Exercise data Start Marker

PR #5160, opened 2017-01-12
epilogue label interface

psahabu:
This PR cleans up the handling of function epilogues in the Chapel AST. Function epilogues start with an epilogue label and end with a return. A normalized function contains gotos to the epilogue label instead of returns, so that cleanup code can be added to the epilogue.

In the process of lowering error handling, we discovered several problems with the way function epilogues were handled currently in the compiler. These issues are important for lowering error handling because lowering error handling adds control flow, unlike most other passes.

### What's wrong with function epilogues now?

- `FnSymbol::insertBeforeReturn` either inserted before the return or before the immediately preceding label. Unfortunately that means that `insertBeforeReturn` does not work correctly if the epilogue has more than one statement.

- `FnSymbol::insertBeforeReturnAfterLabel` does not create an epilogue label, so there's no guarantee that the code will actually be after an epilogue label if one is added later. Also, using this function could potentially break `insertBeforeReturn` as described above.

- There was no way to get an `FnSymbol`'s epilogue label, which is needed to implement error handling.

- There was also no way to distinguish an epilogue label from an ordinary label.

### Inserting around the epilogue label

- Two new functions have replaced the two broken ones:
  - `insertBeforeReturn` --> `insertBeforeEpilogue`
  - `insertBeforeReturnAfterLabel` --> `insertIntoEpilogue`.

- `insertBeforeEpilogue` searches for the epilogue label and will insert before it, but if one does not exist it will just insert before the return. If an epilogue label is created later it will be placed after the inserted node, so the inserted node will still be before the epilogue label.

- `insertIntoEpilogue` appends to the end of the epilogue block, just before the return. If will create an epilogue label if one does not exist, ensuring correct behavior.

### Getting the epilogue label

- `FLAG_EPILOGUE_LABEL` is now added to epilogue labels.

- `getEpilogueLabel` returns the `FnSymbol`'s epilogue label, or `NULL` if it doesn't exist.
The current implementation linearly scans the function from the end to find a label with `FLAG_EPILOGUE_LABEL`. This is unsatisfying, but creating an epilogue label field within `FnSymbol` has complications when the body of a function is replaced.

- `getOrCreateEpilogueLabel` returns the `FnSymbol`'s epilogue label, and creates one if it doesn't exist, marking it with `FLAG_EPILOGUE_LABEL`.

### Epilogue label protection and removal

- Epilogue labels are specially protected from deletion in `removeUnnecessaryGotos`. That function now includes a boolean option to force the deletion of unused epilogue labels. Otherwise, code that was put into the epilogue might not stay in the epilogue if control flow is added.

- Unused epilogue labels are removed in `denormalize` with a call to `removeUnnecessaryGotos` with the boolean option described above set. This should result in exactly the same emitted C code as before this PR.

- `inlineFunctions` removes `FLAG_EPILOGUE_LABEL` from any label it inlines, ensuring there is only one such label per `FnSymbol`.

### Notes

- needed for Error propagation
- cleaned up trailing whitespace
- passes linux64 + flat testing


vasslitvinov:
Just reading the commit message, linear search for the epilogue label makes me concerned about performance. I am open to merging this PR with linear search as-is then seeing the effect on compilation time. I have some suggestions on how to deal with issues arising when storing the epilogue label in FnSymbol.

Separately, should each function have an epilogue label *always* ? Perhaps created in the parser?

Also, do we expect cleanup code to be needed only at the function level? I can imagine that each scope aka BlockStmt potentially needing to do cleanup when exiting from the middle of it.

mppf:
@vasslitvinov - a few things in response to your questions.

First, I think it's acceptable now to do a linear search for the epilogue label because this only comes up in a relatively small amount of code that appends to the end of functions (instead of, say, appending to the function's block or replacing it's block with another block). Also, if the linear search is an issue, one way to solve it would be to make every function have an epilogue label (instead of just those with multiple returns). That would limit the linear search to just the epilogue which I think is almost certainly OK. I can think of other ways to make the search non-linear but am uncertain if they are worth the added complexity.

If we decided to make each function have an epilogue label always, the place to do that would be in `normalize` because having epilogue labels is something that normalized code already does. It's just that normalize includes the "optimization" that it doesn't add epilogue labels if there is only one return path.

Lastly, for the purposes of the current compiler and the current effort to implement error handling, we only need per-function "epilogues". We can add other cleanup before the `goto epilogue-label` if needed. I don't think enabling every BlockStmt to have an epilogue would be a real improvement right now. It seems speculative and something that would impact a lot of the compiler.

Exercise data End Marker

*What the exercise asks*
Make a copy of each line in the records that has the word "passes".

*Response area*
In the process of lowering error handling, we discovered several problems with the way function epilogues were handled currently in the compiler. These issues are important for lowering error handling because lowering error handling adds control flow, unlike most other passes.
- passes linux64 + flat testing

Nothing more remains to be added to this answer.